─── SUPPLIED ENTRIES ───

PR #16630, opened 2015-08-06
return sorted memberships and unique invitees

camhashemi:

### DIFF
--- a/kifi-backend/modules/shoebox/app/com/keepit/commanders/OrganizationMembershipCommander.scala
+++ b/kifi-backend/modules/shoebox/app/com/keepit/commanders/OrganizationMembershipCommander.scala
@@ -34,7 +34,7 @@ object MaybeOrganizationMember {
 
 @ImplementedBy(classOf[OrganizationMembershipCommanderImpl])
 trait OrganizationMembershipCommander {
-  def getMembersAndUniqueInvitees(orgId: Id[Organization], limit: Limit, offset: Offset, includeInvitees: Boolean): Seq[MaybeOrganizationMember]
+  def getMembersAndUniqueInvitees(orgId: Id[Organization], offset: Offset, limit: Limit, includeInvitees: Boolean): Seq[MaybeOrganizationMember]
   def getOrganizationsForUser(userId: Id[User], limit: Limit, offset: Offset): Seq[Id[Organization]]
   def getPrimaryOrganizationForUser(userId: Id[User]): Option[Id[Organization]]
   def getAllOrganizationsForUser(userId: Id[User]): Seq[Id[Organization]]
@@ -104,15 +104,24 @@ class OrganizationMembershipCommanderImpl @Inject() (
     }
   }
 
-  def getMembersAndUniqueInvitees(orgId: Id[Organization], limit: Limit, offset: Offset, includeInvitees: Boolean): Seq[MaybeOrganizationMember] = {
+  def getMembersAndUniqueInvitees(orgId: Id[Organization], offset: Offset, limit: Limit, includeInvitees: Boolean): Seq[MaybeOrganizationMember] = {
     db.readOnlyMaster { implicit session =>
-      val members = organizationMembershipRepo.getSortedMembershipsByOrgId(orgId)
+      val members = organizationMembershipRepo.getSortedMembershipsByOrgId(orgId, offset, limit)
       val invitees = includeInvitees match {
         case true =>
-          organizationInviteRepo.getAllByOrganizationAndDecision(orgId, decision = InvitationDecision.PENDING).toSeq // includes resends, needs to be deduped
+          if (members.length < limit.value) {
+            val inviteLimit = Limit(Math.max(limit.value - members.length, 0))
+            val inviteOffset = if (members.isEmpty) {
+              val totalMembers = organizationMembershipRepo.countByOrgId(orgId)
+              Offset(offset.value - totalMembers)
+            } else {
+              Offset(0)
+            }
+            organizationInviteRepo.getByOrganizationAndDecision(orgId, decision = InvitationDecision.PENDING, inviteOffset, inviteLimit)
+          } else Seq.empty[OrganizationInvite]
         case false => Seq.empty[OrganizationInvite]
       }
-      buildMaybeMembers(members, invitees).drop(offset.value.toInt).take(limit.value.toInt)
+      buildMaybeMembers(members, invitees)
     }
   }
 
@@ -141,13 +150,8 @@ class OrganizationMembershipCommanderImpl @Inject() (
   }
 
   private def buildMaybeMembers(members: Seq[OrganizationMembership], invitees: Seq[OrganizationInvite]): Seq[MaybeOrganizationMember] = {
-    import com.keepit.common.time.dateTimeOrdering
-
-    val userInvites = invitees.filter(_.userId.isDefined)
-    val emailInvites = invitees.filter(invite => invite.userId.isEmpty && invite.emailAddress.isDefined)
-
-    val invitedUserIds = userInvites.groupBy(_.userId.get).mapValues(_.maxBy(_.updatedAt)).values
-    val invitedEmailAddresses = emailInvites.groupBy(_.emailAddress.get).mapValues(_.maxBy(_.updatedAt)).values // assumes that if no userId is defined, an email address must be
+    val invitedUserIds = invitees.filter(_.userId.isDefined)
+    val invitedEmailAddresses = invitees.filter(invite => invite.userId.isEmpty && invite.emailAddress.isDefined)
 
     val usersMap = db.readOnlyMaster { implicit session =>
       basicUserRepo.loadAllActive((members.map(_.userId) ++ invitedUserIds.map(_.userId.get)).toSet)
--- a/kifi-backend/modules/shoebox/app/com/keepit/commanders/OrganizationMembershipCommander.scala
+++ b/kifi-backend/modules/shoebox/app/com/keepit/commanders/OrganizationMembershipCommander.scala
@@ -143,7 +143,9 @@ class OrganizationMembershipCommanderImpl @Inject() (
   private def buildMaybeMembers(members: Seq[OrganizationMembership], invitees: Seq[OrganizationInvite]): Seq[MaybeOrganizationMember] = {
     import com.keepit.common.time.dateTimeOrdering
 
-    val (userInvites, emailInvites) = invitees.partition(_.userId.isDefined)
+    val userInvites = invitees.filter(_.userId.isDefined)
+    val emailInvites = invitees.filter(invite => invite.userId.isEmpty && invite.emailAddress.isDefined)
+
     val invitedUserIds = userInvites.groupBy(_.userId.get).mapValues(_.maxBy(_.updatedAt)).values
     val invitedEmailAddresses = emailInvites.groupBy(_.emailAddress.get).mapValues(_.maxBy(_.updatedAt)).values // assumes that if no userId is defined, an email address must be
 
--- a/kifi-backend/modules/shoebox/app/com/keepit/commanders/OrganizationMembershipCommander.scala
+++ b/kifi-backend/modules/shoebox/app/com/keepit/commanders/OrganizationMembershipCommander.scala
@@ -34,7 +34,7 @@ object MaybeOrganizationMember {
 
 @ImplementedBy(classOf[OrganizationMembershipCommanderImpl])
 trait OrganizationMembershipCommander {
-  def getMembersAndInvitees(orgId: Id[Organization], limit: Limit, offset: Offset, includeInvitees: Boolean): Seq[MaybeOrganizationMember]
+  def getMembersAndUniqueInvitees(orgId: Id[Organization], limit: Limit, offset: Offset, includeInvitees: Boolean): Seq[MaybeOrganizationMember]
   def getOrganizationsForUser(userId: Id[User], limit: Limit, offset: Offset): Seq[Id[Organization]]
   def getPrimaryOrganizationForUser(userId: Id[User]): Option[Id[Organization]]
   def getAllOrganizationsForUser(userId: Id[User]): Seq[Id[Organization]]
@@ -104,22 +104,15 @@ class OrganizationMembershipCommanderImpl @Inject() (
     }
   }
 
-  def getMembersAndInvitees(orgId: Id[Organization], limit: Limit, offset: Offset, includeInvitees: Boolean): Seq[MaybeOrganizationMember] = {
+  def getMembersAndUniqueInvitees(orgId: Id[Organization], limit: Limit, offset: Offset, includeInvitees: Boolean): Seq[MaybeOrganizationMember] = {
     db.readOnlyMaster { implicit session =>
-      val members = organizationMembershipRepo.getByOrgId(orgId, limit, offset)
+      val members = organizationMembershipRepo.getSortedMembershipsByOrgId(orgId)
       val invitees = includeInvitees match {
         case true =>
-          val leftOverCount = Limit(Math.max(limit.value - members.length, 0))
-          val leftOverOffset = if (members.isEmpty) {
-            val totalCountForOrg = organizationMembershipRepo.countByOrgId(orgId)
-            Offset(offset.value - totalCountForOrg)
-          } else {
-            Offset(0)
-          }
-          organizationInviteRepo.getByOrganization(orgId, leftOverCount, leftOverOffset)
+          organizationInviteRepo.getAllByOrganizationAndDecision(orgId, decision = InvitationDecision.PENDING).toSeq // includes resends, needs to be deduped
         case false => Seq.empty[OrganizationInvite]
       }
-      buildMaybeMembers(members, invitees)
+      buildMaybeMembers(members, invitees).drop(offset.value.toInt).take(limit.value.toInt)
     }
   }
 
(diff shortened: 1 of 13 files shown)


kifi-backend/modules/shoebox/test/com/keepit/model/OrganizationMembershipRepoTest.scala
```diff
@@ -92,6 +93,43 @@ class OrganizationMembershipRepoTest extends Specification with ShoeboxTestInjec
...
     }
 
+    "get list of members sorted by 1) owner, members, pending invites, 2) first name, last name alphabetically" in {
+      withDb() { implicit injector =>
+        val orgRepo = inject[OrganizationRepo]
+        val orgMemberRepo = inject[OrganizationMembershipRepo]
+
+        val (org, owner, members) = db.readWrite { implicit session =>
+          val owner = user.withName("Zyxwv", "Utsr").saved
+          val members = Random.shuffle(Seq(user.withName("Aaron", "Aaronson").saved, user.withName("Barry", "Barnes").saved, user.withName("Carl", "Carson").saved, user.withName("Carl", "Junior").saved))
```
ryanpbrewster: I should shuffle, then map `_.saved`. Right now your'e saving them in alphabetical order.

kifi-backend/modules/shoebox/test/com/keepit/model/OrganizationMembershipRepoTest.scala
```diff
@@ -92,6 +93,43 @@ class OrganizationMembershipRepoTest extends Specification with ShoeboxTestInjec
...
+          val org = organization().withOwner(owner).withMembers(members).saved
+          (org, owner, members)
+        }
+        val sortedMembers = db.readOnlyMaster { implicit session => orgMemberRepo.getSortedMembershipsByOrgId(org.id.get) }
+
+        sortedMembers.exists(_.userId == owner.id.get) === true
+
+        db.readOnlyMaster { implicit s => orgMemberRepo.getByOrgIdAndUserId(org.id.get, owner.id.get) }.isDefined === true
+
+        val userById = members.+:(owner) groupBy (_.id.get)
```
ryanpbrewster: Odd (maybe clever?) use of `groupBy`. I would do `(members +: owner).map(u => u.id.get -> u)` or something along those lines.

kifi-backend/modules/shoebox/test/com/keepit/model/OrganizationMembershipRepoTest.scala
```diff
@@ -92,6 +93,43 @@ class OrganizationMembershipRepoTest extends Specification with ShoeboxTestInjec
...
+            }
+          }
+
+          sortedMembers.head.userId == owner.id.get && isSortedHelper(sortedMembers.tail)
+        }
+
+        isSorted(sortedMembers, userById) === true
+        isSorted(sortedMembers.reverse, userById) === false
+      }
+    }
```
ryanpbrewster, line 124: You can just brute-force sort them. Use `val expected = all.sortBy(metric)` and then compare to `expected`.

kifi-backend/modules/shoebox/test/com/keepit/model/OrganizationMembershipRepoTest.scala
camhashemi: I guess what I was going for was saving the memberships in non-alphabetical order, you're right.

kifi-backend/modules/shoebox/test/com/keepit/model/OrganizationMembershipRepoTest.scala
```diff
@@ -92,6 +93,43 @@ class OrganizationMembershipRepoTest extends Specification with ShoeboxTestInjec
...
+
+          def isSortedHelper(members: Seq[OrganizationMembership]): Boolean = {
+            members match {
+              case Nil => true
+              case x :: Nil => true
+              case x :: xs => (userById(x.userId).head.firstName < userById(xs.head.userId).head.firstName || userById(x.userId).head.lastName < userById(xs.head.userId).head.lastName) && isSortedHelper(members.tail)
+            }
+          }
+
+          sortedMembers.head.userId == owner.id.get && isSortedHelper(sortedMembers.tail)
```
ryanpbrewster: The `.groupBy` is the reason you have `.head` so many times in here.

kifi-backend/modules/shoebox/test/com/keepit/controllers/website/OrganizationMembershipControllerTest.scala
```diff
@@ -129,7 +130,7 @@ class OrganizationMembershipControllerTest extends Specification with ShoeboxTes
           resultInviteesList.length === n
           (json \ "members" \\ "id").length === 0 // no user ids, only emails
           (json \ "members" \\ "email").length === n
-          (json \ "members" \\ "email").map(v => v.as[EmailAddress]) === invitedEmails.take(n)
+          (json \ "members" \\ "email").map(v => v.as[EmailAddress]).toSet === invitedEmails.take(n).toSet
```
ryanpbrewster: For anything user-facing that comes as a `JsArray`, we should make sure the order is correct. It's weird (as a user) if you look at invites one day and they're in a different order than the next day.

kifi-backend/modules/shoebox/app/com/keepit/model/OrganizationMembershipRepo.scala
```diff
@@ -12,11 +12,13 @@ import com.keepit.common.time.Clock
...
 import play.api.libs.json._
 
+import scala.slick.jdbc.{ PositionedResult, GetResult }
+
 @ImplementedBy(classOf[OrganizationMembershipRepoImpl])
 trait OrganizationMembershipRepo extends Repo[OrganizationMembership] with SeqNumberFunction[OrganizationMembership] {
   def getByUserId(userId: Id[User], limit: Limit, offset: Offset, excludeStates: Set[State[OrganizationMembership]] = Set(OrganizationMembershipStates.INACTIVE))(implicit session: RSession): Seq[OrganizationMembership]
   def getAllByUserId(userId: Id[User], excludeStates: Set[State[OrganizationMembership]] = Set(OrganizationMembershipStates.INACTIVE))(implicit session: RSession): Seq[OrganizationMembership]
-  def getByOrgId(orgId: Id[Organization], limit: Limit, offset: Offset, excludeState: Option[State[OrganizationMembership]] = Some(OrganizationMembershipStates.INACTIVE))(implicit session: RSession): Seq[OrganizationMembership]
+  def getSortedMembershipsByOrgId(orgId: Id[Organization], excludeState: Option[State[OrganizationMembership]] = Some(OrganizationMembershipStates.INACTIVE))(implicit session: RSession): Seq[OrganizationMembership]
```
ryanpbrewster: I think this should just be `getByOrgId`. The fact that there is a `limit/offset` included necessarily implies that the memberships are sorted. But I don't feel strongly on this one. Aggressive disambiguation isn't a bad thing.

kifi-backend/modules/shoebox/test/com/keepit/model/OrganizationMembershipRepoTest.scala
camhashemi: either way, the typing is wrong here. even with `groupBy` it should be `groupBy(_.id.get).mapValues(_.head)`. changing it

kifi-backend/modules/shoebox/app/com/keepit/controllers/ext/ExtLibraryController.scala
```diff
@@ -63,7 +63,7 @@ class ExtLibraryController @Inject() (
           color = lib.color,
           visibility = lib.visibility,
           path = libPathCommander.getPath(lib),
-          hasCollaborators = !collabs.isEmpty,
+          hasCollaborators = collabs.nonEmpty,
```
ryanpbrewster, line 66: :+1:

kifi-backend/modules/shoebox/app/com/keepit/commanders/OrganizationMembershipCommander.scala
```diff
@@ -148,8 +141,12 @@ class OrganizationMembershipCommanderImpl @Inject() (
   }
 
   private def buildMaybeMembers(members: Seq[OrganizationMembership], invitees: Seq[OrganizationInvite]): Seq[MaybeOrganizationMember] = {
-    val invitedUserIds = invitees.filter(_.userId.isDefined)
-    val invitedEmailAddresses = invitees.filter(_.emailAddress.isDefined)
+    import com.keepit.common.time.dateTimeOrdering
+
+    val (userInvites, emailInvites) = invitees.partition(_.userId.isDefined)
```
ryanpbrewster: You actually have to use 2x `filter`s. Remember that it is possible to have no user id _and_ no email address (anonymous invite link).

kifi-backend/modules/shoebox/app/com/keepit/commanders/OrganizationMembershipCommander.scala
```diff
@@ -148,8 +141,12 @@ class OrganizationMembershipCommanderImpl @Inject() (
...
+    val invitedUserIds = userInvites.groupBy(_.userId.get).mapValues(_.maxBy(_.updatedAt)).values
```
ryanpbrewster: Use the `.map(u => u.id.get -> u)` convention to get a map.

kifi-backend/modules/shoebox/test/com/keepit/model/OrganizationMembershipRepoTest.scala
camhashemi: yup... changing it

kifi-backend/modules/shoebox/app/com/keepit/commanders/OrganizationMembershipCommander.scala
```diff
@@ -104,22 +104,15 @@ class OrganizationMembershipCommanderImpl @Inject() (
...
         case true =>
-          val leftOverCount = Limit(Math.max(limit.value - members.length, 0))
-          val leftOverOffset = if (members.isEmpty) {
-            val totalCountForOrg = organizationMembershipRepo.countByOrgId(orgId)
-            Offset(offset.value - totalCountForOrg)
-          } else {
-            Offset(0)
-          }
-          organizationInviteRepo.getByOrganization(orgId, leftOverCount, leftOverOffset)
+          organizationInviteRepo.getAllByOrganizationAndDecision(orgId, decision = InvitationDecision.PENDING).toSeq // includes resends, needs to be deduped
```
ryanpbrewster: This feels kind of dangerous to me. Most orgs aren't going to have many members, so it's probably fine, but if we have a big org with 200+ members then:
1. Each hit is going to be expensive
2. There are probably going to be a ton of hits

It's a quadratic expense. This _is_ much simpler, though.

kifi-backend/modules/shoebox/test/com/keepit/model/OrganizationMembershipRepoTest.scala
ryanpbrewster: Per @andrewconner's Slack message earlier today, I'm scared of `.mapValues`.

maxov: Shouldn't be a problem, `_.id.get` has no side-effects

kifi-backend/modules/shoebox/app/com/keepit/commanders/OrganizationMembershipCommander.scala
camhashemi: got it

kifi-backend/modules/shoebox/app/com/keepit/commanders/OrganizationMembershipCommander.scala
camhashemi: there can be multiple invites to a user or email, so we need `groupBy` to collect them, then take the most recent value.

kifi-backend/modules/shoebox/app/com/keepit/model/OrganizationMembershipRepo.scala
camhashemi: we have `limit/offset` in places where things aren't sorted

ryanpbrewster: That is a bug and we should fix it.

kifi-backend/modules/shoebox/app/com/keepit/commanders/OrganizationMembershipCommander.scala
ryanpbrewster: Ah! Great, ignore me then.

kifi-backend/modules/shoebox/app/com/keepit/model/OrganizationMembershipRepo.scala
camhashemi: like `getByUserId`: is the implied sorting by `Id`?

I guess what I mean by the naming is that there is a unique and explicit sorting here, it's different than the others.

ryanpbrewster: That's fair. As I said, I don't feel strongly about this one. That being said, it's good that you killed `getByOrgId`. And we should fix `getByUserId` (or drop the `limit/offset`, it shouldn't be necessary).

kifi-backend/modules/shoebox/app/com/keepit/commanders/OrganizationMembershipCommander.scala
```diff
@@ -148,8 +141,14 @@ class OrganizationMembershipCommanderImpl @Inject() (
   }
 
   private def buildMaybeMembers(members: Seq[OrganizationMembership], invitees: Seq[OrganizationInvite]): Seq[MaybeOrganizationMember] = {
-    val invitedUserIds = invitees.filter(_.userId.isDefined)
-    val invitedEmailAddresses = invitees.filter(_.emailAddress.isDefined)
+    import com.keepit.common.time.dateTimeOrdering
+
+    val userInvites = invitees.filter(_.userId.isDefined)
+    val emailInvites = invitees.filter(invite => invite.userId.isEmpty && invite.emailAddress.isDefined)
```
ryanpbrewster: Huh. I think it would be a bug if both `userId` and `emailAddress` were defined, but that is a good safeguard. I think I will add it to some of my old code.

kifi-backend/modules/shoebox/app/com/keepit/commanders/OrganizationMembershipCommander.scala
```diff
@@ -148,8 +141,14 @@ class OrganizationMembershipCommanderImpl @Inject() (
...
+
+    val invitedUserIds = userInvites.groupBy(_.userId.get).mapValues(_.maxBy(_.updatedAt)).values
+    val invitedEmailAddresses = emailInvites.groupBy(_.emailAddress.get).mapValues(_.maxBy(_.updatedAt)).values // assumes that if no userId is defined, an email address must be
```
ryanpbrewster: Is this comment still correct? You are explicitly checking for an email address now.

kifi-backend/modules/shoebox/app/com/keepit/commanders/OrganizationMembershipCommander.scala
ryanpbrewster: I like the explicit check for `pending`, nice catch.

kifi-backend/modules/shoebox/app/com/keepit/model/OrganizationMembershipRepo.scala
camhashemi: I don't think we need to implement `limit/offset` on everything, it's not going to be used in most cases, just adds overhead. When clients ask for it, it's cheap to implement.

leogrim: Though most likely someone will add yet another method with `limit/offset` where the same one could have been reused. I'd rather have it there and call it with `(0, Int.MAX)`, this makes it clear that we're returning everything in a place where pagination may be desired. What do you think?

camhashemi: I agree, makes sense that we would have it all in one place. Though I'm not so sure about the implicit "sorting". Whatever we paginate needs an ordering for consistency, and it's not always clear what that should be. We can use `updated_at` as a default.

kifi-backend/modules/shoebox/app/com/keepit/commanders/OrganizationMembershipCommander.scala
camhashemi: @ryanpbrewster and I talked in person. If we de-duplicate invites it will be easier to fetch invites from the repo. @leogrim do you think it's necessary to have one row for each invite sent to the same destination? We were thinking to de-dupe them by `userId` or `emailAddress`. Re-sends could just update `updated_at`.

kifi-backend/modules/shoebox/app/com/keepit/commanders/OrganizationMembershipCommander.scala
camhashemi: We have some rows with both `userId` and `emailAddress`. I think @leogrim has said we back-fill, but looking at the table I think that when you send an invite directly to a user's email, we fetch the id and save it in the model.

The intention here is to not send to a user's account AND their email as separate entities.

kifi-backend/modules/shoebox/app/com/keepit/commanders/OrganizationMembershipCommander.scala
camhashemi: good catch, thanks.

kifi-backend/modules/shoebox/app/com/keepit/commanders/OrganizationMembershipCommander.scala
ryanpbrewster: Good point.

camhashemi:
@ryanpbrewster updated. now we sort invites for userIds (by `updated_at`) and email addresses (alphabetically). sorting and slicing is done within the repo, but I still complete the query before de-duping, sorting, and slicing.

leogrim:
It's not ideal to use `updated_at` for business logic, better use an
explicit "last_sent_at"

camhashemi:
@leogrim didn't know you were around. sorry for merging early, I'd appreciate your feedback.

We don't have `last_sent_at` for org invites, but we should add that when we de-dupe invites to a destination.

───

> _ASSIGNMENT_:
Find the lines in the entries above where "withName" occurs, and copy each of them.

> _PROBLEM SOLUTION_:
+          val owner = user.withName("Zyxwv", "Utsr").saved
+          val members = Random.shuffle(Seq(user.withName("Aaron", "Aaronson").saved, user.withName("Barry", "Barnes").saved, user.withName("Carl", "Carson").saved, user.withName("Carl", "Junior").saved))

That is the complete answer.